Son œuvre poétique est l’écho d’impulsions tout à fait indépendantes, sauvages même. Viala écrit alors par besoin naturel, il écrit comme il respire, pour cracher ce qui lui pèse, pour libérer des fantasmes dangereusement envahissants. Il y a chez lui une dialectique exemplaire: d’un côté il est l’artisan, le professionnel du théâtre, de l’autre le créateur solitaire, l’écorché vif, pour qui écrire est une nécessité organique.
J’ai eu la chance, dans le théâtre que je dirigeais, de profiter de la collaboration de Viala, de son extraordinaire polyvalence. J’ai été souvent son interprète. Je peux témoigner de sa relation si concrète avec le théâtre. J’aimerais relater quelques souvenirs révélateurs. Ils plaideront en faveur d’une création que notre société de conservation aurait tort de sous-estimer.

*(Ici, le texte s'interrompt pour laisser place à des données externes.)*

PR #8975, opened 2021-09-07
Design System: Hierarchical Taxonomy Component

### LINKED ISSUE #8836: Hierarchical taxonomy component
The Taxonomy panel has 2 types of forms, freeform and hierarchical. Hierarchical is used for categories. But users can have custom taxonomies that are also hierarchical. This component will be used for both of those. 

There should be an ability to search the list of options and each option should be a checkbox. Each option should be able to be toggled true/false. 

category demo

We want to do this same thing in this gif but using our design system.

We should be able to reuse elements in the design system to build out this full component.

## Acceptance criteria 
- Storybook of this new component. 
- Unit tests
- Passing accessibility standards
- RTL and LTR support

samwhale:
## Context

Adding some taxonomy components to the design system. [Designs](https://www.figma.com/file/1YM3jA9h4QGc4xLdyaXIJS/Stories-Sprint-1.7?node-id=9721%3A383439)

## Summary

Adds a hierarchical input component to the design system.

## Relevant Technical Choices

The data structure and tree building was inspired from [gutenberg](https://github.com/WordPress/gutenberg/blob/3f9968e2815cfb56684c1acc9a2700d8e4a02726/packages/editor/src/utils/terms.js#L13-L40). Keeping the options flat makes it easy to find options when needing to update checked values.

## To-do

n/a

## User-facing changes

None - only in storybook

input

|||
|--|--|
|image|image|

## Testing Instructions

1. Load up storybook `$ npm run storybook`
2. Go to `Stories Editor/Components/Form/Hierarchical`
3. Play with the component. Should be keyboard accessible and work with voiceover/chromevox/screen readers similar to the gutenberg editor.
4. When testing accessibility: after typing the input should announce `n results found` 👍 

no

no

no

## Checklist

---

Fixes #8836


samwhale:
Now that I think about it - would be nice to get an aria live update of how many results there are after typing a search term in the input. If we debounce the notification then we won't get a notification on every keystroke too

package-lock.json
```diff
@@ -27070,6 +27071,11 @@
       "integrity": "sha1-8xwiIlqWMtK7+OSt2+8kCqdlph8=",
       "dev": true
     },
+    "node_modules/lodash.groupby": {
+      "version": "4.6.0",
+      "resolved": "https://registry.npmjs.org/lodash.groupby/-/lodash.groupby-4.6.0.tgz",
+      "integrity": "sha1-Cwih3PaDl8OXhVwyOXg4Mt90A9E="
+    },
```
BrittanyIRL: 🤔  we don't use lodash anywhere else except in the `/stories-block` package. I'm curious about maybe moving the util that is in the dashboard (or copying it for the time being) that gives us the same `groupBy` functionality without importing lodash.  it's in `dashboard/src/utils/groupBy`

BrittanyIRL (commented):
Nice work on this! It mirrors Gutenberg really well. 

Curious your opinion about ditching lodash in favor of a util, then i'm happy to approve!

packages/story-editor/src/components/form/hierarchical/utils/index.js
```diff
@@ -0,0 +1,106 @@
...
+ * Unless required by applicable law or agreed to in writing, software
+ * distributed under the License is distributed on an "AS IS" BASIS,
+ * WITHOUT WARRANTIES OR CONDITIONS OF ANY KIND, either express or implied.
+ * See the License for the specific language governing permissions and
+ * limitations under the License.
+ */
+/**
+ * External dependencies
+ */
+import groupBy from 'lodash.groupby';
```
swissspidy: Probably added by your IDE. This needs to be imported from the design system now :-)

packages/story-editor/package.json
```diff
@@ -38,6 +38,7 @@
         "flagged": "^2.0.1",
         "history": "^5.0.1",
         "html-to-image": "^1.7.0",
+        "lodash.groupby": "^4.6.0",
```
samwhale: @swissspidy @spacedmonkey What do y'all think about me adding this in? Should we write a util instead?

here's the sizing
image

packages/story-editor/src/components/form/hierarchical/utils/index.js
samwhale: Good catch! I ended up reverting that change though - turns out our `groupBy` is different than the `groupBy` from lodash:

https://github.com/google/web-stories-wp/blob/main/packages/dashboard/src/utils/groupBy.js#L17-L29

Our `groupBy` doesn't create an object of arrays like lodash's does: https://lodash.com/docs/4.17.15#groupBy

samwhale: I'm happy to write our own util here though

packages/story-editor/src/components/form/hierarchical/index.js
```diff
@@ -0,0 +1,204 @@
...
+        <Checkbox
+          {...checkboxProps}
+          id={optionId}
+          onChange={(evt) => onChange(evt, option)}
+        />
+        <Label htmlFor={optionId}>{optionLabel}</Label>
+      </CheckboxContainer>
+      <DirectionAware>
+        <StepContainer>
+          {options?.map((child) => (
```
BrookeGraham: Question, do we want the `StepContainer` to render if `options` is undefined? If not, could we move the `options` check above? Or is the extra empty div needed?

packages/story-editor/src/components/form/hierarchical/utils/index.js
```diff
@@ -0,0 +1,106 @@
...
+
+const fillTree = (groupedOptionsByParent, options = []) => {
+  return options?.map((option) => {
```
BrookeGraham: Will `options` ever be `null`? If not, the chaining operator check is redundant, won't options will always be `true` since we set a default.

packages/story-editor/package.json
swissspidy: So far we've been pretty strict/consistent with not using any lodash utils and I'd prefer to keep it this way.

samwhale: I'll add a custom util tomorrow. Thanks!

samwhale: Ended up adding one right now -> not using lodash anymore 🙌

spacedmonkey: I know that @barklund was really against using lodash.

packages/story-editor/src/components/form/hierarchical/utils/index.js
```diff
@@ -0,0 +1,128 @@
...
+export const buildOptionsTree = (flatOptions) => {
+  const formattedOptions = flatOptions.map((option) => ({
+    options: [],
+    parent: null,
+    ...option,
+  }));
+
+  const groupedOptionsByParent = groupBy(formattedOptions, 'parent');
+
+  return fillTree(groupedOptionsByParent, groupedOptionsByParent[null]);
```
swissspidy: LGTM flags this `null` usage here:

> This expression will be implicitly converted from null to string.

BrookeGraham:
This looks so good. Just a couple very small  questions.

packages/story-editor/src/components/form/hierarchical/utils/index.js
samwhale: Good call 👍 options won't ever be null, so we don't need to do this

packages/story-editor/src/components/form/hierarchical/index.js
samwhale: We should move this check!

package-lock.json
```diff
@@ -4,6 +4,7 @@
   "requires": true,
   "packages": {
     "": {
+      "name": "web-stories-wp",
```
BrookeGraham: Is this needed? I didn't see a package.json change.

packages/story-editor/src/components/form/hierarchical/utils/index.js
```diff
@@ -0,0 +1,163 @@
...
+ * @param {Array.<Object>} option Array of options to count
+ * @return {number} the count of all options
+ */
+const countOptions = (option) => {
+  if (!option?.options?.length) {
+    return 1;
+  }
+
+  return (
+    1 + option.options.reduce((sum, child) => sum + countOptions(child), 0)
```
BrookeGraham, line 152: 🤯

package-lock.json
samwhale: Just for visibility:

The `groupBy` util in the dashboard doesn't do the same thing as lodash's but we also don't want to bring in lodash as a dep - so we opted to make our own.

packages/story-editor/src/components/form/hierarchical/index.js
```diff
@@ -0,0 +1,242 @@
...
+`;
+
+const Border = styled.div`
+  padding-top: 4px;
+  margin-top: -4px;
+  border-left: 1px solid ${({ theme }) => theme.colors.border.defaultNormal};
+  border-right: 1px solid ${({ theme }) => theme.colors.border.defaultNormal};
+  border-bottom: 1px solid ${({ theme }) => theme.colors.border.defaultNormal};
+  border-bottom-left-radius: ${({ theme }) => theme.borders.radius.small};
+  border-bottom-right-radius: ${({ theme }) => theme.borders.radius.small};
```
spacedmonkey: Could we use short hand here?

maxyinger (approved):
Awesome work here. Excellent documentation and tests. very well laid out 👏

packages/story-editor/src/components/form/hierarchical/utils/index.js
```diff
@@ -0,0 +1,163 @@
...
+  if (options) {
+    for (let i = 0; i < options.length; i++) {
+      newChildren = newChildren.concat(filterOption(options[i], labelText));
+    }
+  }
+
+  // Find if current option matches
+  const matchesCurrentOption = option.label
+    .toLowerCase()
+    .includes(labelText?.trim().toLowerCase());
```
BrookeGraham: Similar question here, do we expect `labelText` to ever be `null` ? Seems a little weird to use optional chaining when we default to a string.

BrookeGraham:
I love it.

BrookeGraham (approved):

packages/story-editor/src/components/form/hierarchical/utils/index.js
samwhale: good call!

PR #8990, opened 2021-09-09
Decoupling: Move `PostLock` and `StatusCheck` to `wp-story-editor`

mohdsayed:
## Context

Move `PostLock` and `StatusCheck` to `web-story-editor`

## Summary

- [x] Move `PostLock` component to `wp-story-editor` and export its dependencies.
- [x] Move `StatusCheck ` component to `wp-story-editor` and export its dependencies.
- [x] Move `wp:*` items to `getStoryById` and `getDemoStoryById` callbacks ( then to `wp-story-editor` )
- [x] Remove usage of `_embeded` from the core editor API response and use consistent names for fields.
- [x] Update tests
- [x] Remove `PostLock` and `StatusCheck` related API callbacks from core editor.

## Testing Instructions

1.

## Checklist

---


mohdsayed:
@swissspidy I am thinking about these WordPress specific `wp:*` items, any thoughts?

https://github.com/google/web-stories-wp/blob/3558944c06fe1c0303d35b823f3b8f4f8d7571d1/packages/story-editor/src/app/story/effects/useLoadStory.js#L81-L101

swissspidy:
@sayedtaqui I think this logic can be easily moved to `getDemoStoryById` / `getStoryById`. They could parse `embedded[...]` and the capabilities and jut provide the parsed objects for use in `useLoadStory()`. Does that make sense?

packages/story-editor/src/app/api/apiProvider.js
```diff
@@ -80,6 +80,49 @@ function APIProvider({ children }) {
...
+        links,
+        'wp:action-publish'
+      ),
+      hasAssignAuthorAction: Object.prototype.hasOwnProperty.call(
+        links,
+        'wp:action-assign-author'
+      ),
+    };
+
+    post.lock_user = {
```
swissspidy: I think we can easily use camelCase for all these vars. `lockUser`, `featuredMedia`, etc.

packages/story-editor/src/app/api/apiProvider.js
```diff
@@ -80,6 +80,49 @@ function APIProvider({ children }) {
     withoutImages: [],
   });
 
+  // Add custom fields and prepare story response.
+  const prepareGetStoryResponse = (post) => {
```
swissspidy: Nit: I'd use the verb `transform`

packages/story-editor/src/app/api/apiProvider.js
```diff
@@ -204,6 +247,14 @@ function APIProvider({ children }) {
         path,
         data: getStorySaveData(story),
         method: 'POST',
+      }).then((data) => {
+        const { _embedded: embedded = {} } = data;
+
+        if ('wp:featuredmedia' in embedded) {
+          data.featured_media_url = embedded['wp:featuredmedia'][0].source_url;
```
swissspidy: Same thing here about camel cases.

Also wondering why we don't just update `featuredMedia` and instead have this separate field 🤔 

Seems redundant.

packages/story-editor/src/app/api/apiProvider.js
mohdsayed: I am thinking about the time when we document the expected response from these API callbacks. The fields should use the same pattern

https://github.com/google/web-stories-wp/blob/c0909f4495f80a12edb97f0ad8c30e8059ddac45/packages/story-editor/src/app/story/effects/useLoadStory.js#L47-L60

That's the same reason why and to make the API response look more platform agnotic, I have removed `_embeded` and `_links` because they look more WordPress specific. Thoughts?

packages/story-editor/src/app/api/apiProvider.js
mohdsayed: https://github.com/google/web-stories-wp/pull/8990#discussion_r708094816

packages/story-editor/src/app/api/apiProvider.js
swissspidy: > I have removed `_embedded` and `_links` because they look more WordPress specific

Yeah and that makes total sense.

I was just suggesting using camelCase here so we don't do have to rename from `lock_user` to `lockUser` everywhere else. We could save this step by just using `lockUser` everywhere.

packages/story-editor/src/app/api/apiProvider.js
swissspidy: Right, that's for the camel case. But the `featured_media_url` vs. `featuredMedia` part seems like a bug (not in this PR, but also on `main`). It's a bit confusing, to say the least.

swissspidy: What I mean is, we use `featuredMedia` everywhere, for example in `useLoadStory`.

But in `useSaveStory` we update `featuredMediaUrl` instead of `featuredMedia`

packages/story-editor/src/app/api/apiProvider.js
mohdsayed: > I was just suggesting using camelCase here

I think I could not understand. So if I use a camelCase for `lock_user` here inside [.then( transformGetStoryResponse )](https://github.com/google/web-stories-wp/blob/f311d45e15e9faa6d3e08e77067e92ec8ba38057/packages/wp-story-editor/src/api/story.js#L83) that would mean the expected API response fields from the callbacks would look something like this

```
          title: { raw: title },
          status,
          slug,
          date,
          modified,
          excerpt: { raw: excerpt },
          link,
          story_data,
          permalink_template,
          style_presets,
          password,
          preview_link,
          edit_link,
          embed_post_link,
          lockUser
```

Where `lockUser` is using camel case while the rest of the params are using `_`.

🤔

sayedtaqui: It will surely save us one step but API we would document later would look something like this.

image

packages/story-editor/src/app/api/apiProvider.js
mohdsayed: Is this what you are referring to?
https://github.com/google/web-stories-wp/pull/8990/commits/f65324a6433be2fe281e797ad81be3b071f60efb

packages/story-editor/src/app/story/effects/useLoadStory.js
```diff
@@ -58,51 +56,33 @@ function useLoadStory({ storyId, shouldLoad, restore, isDemo }) {
...
-        const lockUser = {
-          id: embedded?.['wp:lockuser']?.[0].id || 0,
-          name: embedded?.['wp:lockuser']?.[0].name || '',
-          avatar: embedded?.['wp:lockuser']?.[0].avatar_urls?.['96'] || '',
+        const defaultMedia = {
+          id: 0,
+          height: 0,
+          width: 0,
+          url: '',
         };
```
spacedmonkey: This const could be moved out of the hook for better performance.

packages/wp-story-editor/src/api/story.js
```diff
@@ -29,6 +29,52 @@ import apiFetch from '@wordpress/api-fetch';
...
+    name: embedded?.['wp:lockuser']?.[0].name || '',
+    avatar: embedded?.['wp:lockuser']?.[0].avatar_urls?.['96'] || '',
+  };
+
+  post.featured_media = {
+    id: embedded?.['wp:featuredmedia']?.[0].id || 0,
+    height: embedded?.['wp:featuredmedia']?.[0]?.media_details?.height || 0,
+    width: embedded?.['wp:featuredmedia']?.[0]?.media_details?.width || 0,
+    url: embedded?.['wp:featuredmedia']?.[0]?.source_url || '',
+  };
```
spacedmonkey, line 63: This logic is repeated a lot. Worth it's own function. Something like 

```
function getEmbeddedMediaObject( embedded, field ) {
    return {
          id: embedded?.[field]?.[0].id || 0,
          height: embedded?.[field]?.[0]?.media_details?.height || 0,
          width: embedded?.[field]?.[0]?.media_details?.width || 0,
          url: embedded?.[field]?.[0]?.source_url || '',
  };
}
```

swissspidy: IIRC we discussed this very recently and my take was that using optional chaining like here is better for readability.

packages/wp-story-editor/src/api/story.js
```diff
@@ -111,6 +157,19 @@ export function saveStoryById(story, stories, encodeMarkup) {
...
+    const { _embedded: embedded = {} } = data;
+
+    if ('wp:featuredmedia' in embedded) {
+      data.featured_media = {
+        id: embedded?.['wp:featuredmedia']?.[0].id || 0,
+        height: embedded?.['wp:featuredmedia']?.[0]?.media_details?.height || 0,
+        width: embedded?.['wp:featuredmedia']?.[0]?.media_details?.width || 0,
+        url: embedded?.['wp:featuredmedia']?.[0]?.source_url || '',
+      };
+    }
```
swissspidy: I'd remove the `if()` here. Then we don't need the `featuredMedia = featured_media ?? defaultMedia` check in `useLoadStory`

```suggestion
    data.featured_media = {
      id: embedded?.['wp:featuredmedia']?.[0].id || 0,
      height: embedded?.['wp:featuredmedia']?.[0]?.media_details?.height || 0,
      width: embedded?.['wp:featuredmedia']?.[0]?.media_details?.width || 0,
      url: embedded?.['wp:featuredmedia']?.[0]?.source_url || '',
    };
```

packages/story-editor/src/app/story/effects/useLoadStory.js
```diff
@@ -58,51 +56,33 @@ function useLoadStory({ storyId, shouldLoad, restore, isDemo }) {
...
-            embedded?.['wp:publisherlogo']?.[0]?.media_details?.height || 0,
-          width: embedded?.['wp:publisherlogo']?.[0]?.media_details?.width || 0,
-          url: embedded?.['wp:publisherlogo']?.[0]?.source_url || '',
-        };
-
-        const taxonomies =
-          links?.['wp:term']?.map(({ taxonomy }) => taxonomy) || [];
-        const terms = embedded?.['wp:term'] || [];
+        const featuredMedia = featured_media ?? defaultMedia;
+        const publisherLogo = publisher_logo ?? defaultMedia;
```
swissspidy: `transformGetStoryResponse` ensures that this object always exists, so no need for this check here

swissspidy (approved):
Can simplify the featuremedia/publisherlogo handling, but otherwise LGTM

Nous avons tort en effet de tant ressasser d’anciennes œuvres et d’exiger en plus que chacune des rares créations soit le chef-d’œuvre du siècle. La question du chef-d’œuvre est secondaire. Ce qui importe c’est que le théâtre soit vivant et d’aujourd’hui, que le public s’y reconnaisse et ne perde jamais le plaisir des découvertes et des surprises; qu’il soit capable de se faire une opinion lui-même, même s’il n’y a encore ni analyse ni tradition! C’est une chance pour le théâtre d’avoir Viala.
Un soir dans l’ancien café de la Butte à Saint-Gervais, Viala me raconte l’idée qu’il a d’une farce helvétique, d’une sorte de commedia dell’arte suisse. Il aimerait écrire une pièce pour les théâtres amateurs de la région. Un valet de ferme n’admet pas que sa patronne veuille céder sa propriété à des promoteurs genevois. (Il faut dire que Viala a loué et habité quelques années une ferme isolée dans le canton de Fribourg, près de Romont, à Berlens) Le valet scie donc en dessous l’une des planches qui recouvrent la fosse à purin, mettant au point un piège redoutable. Et les candidats acheteurs de disparaître à tour de rôle dans le «creux»! C’est ainsi que là-bas on appelle la fosse à purin.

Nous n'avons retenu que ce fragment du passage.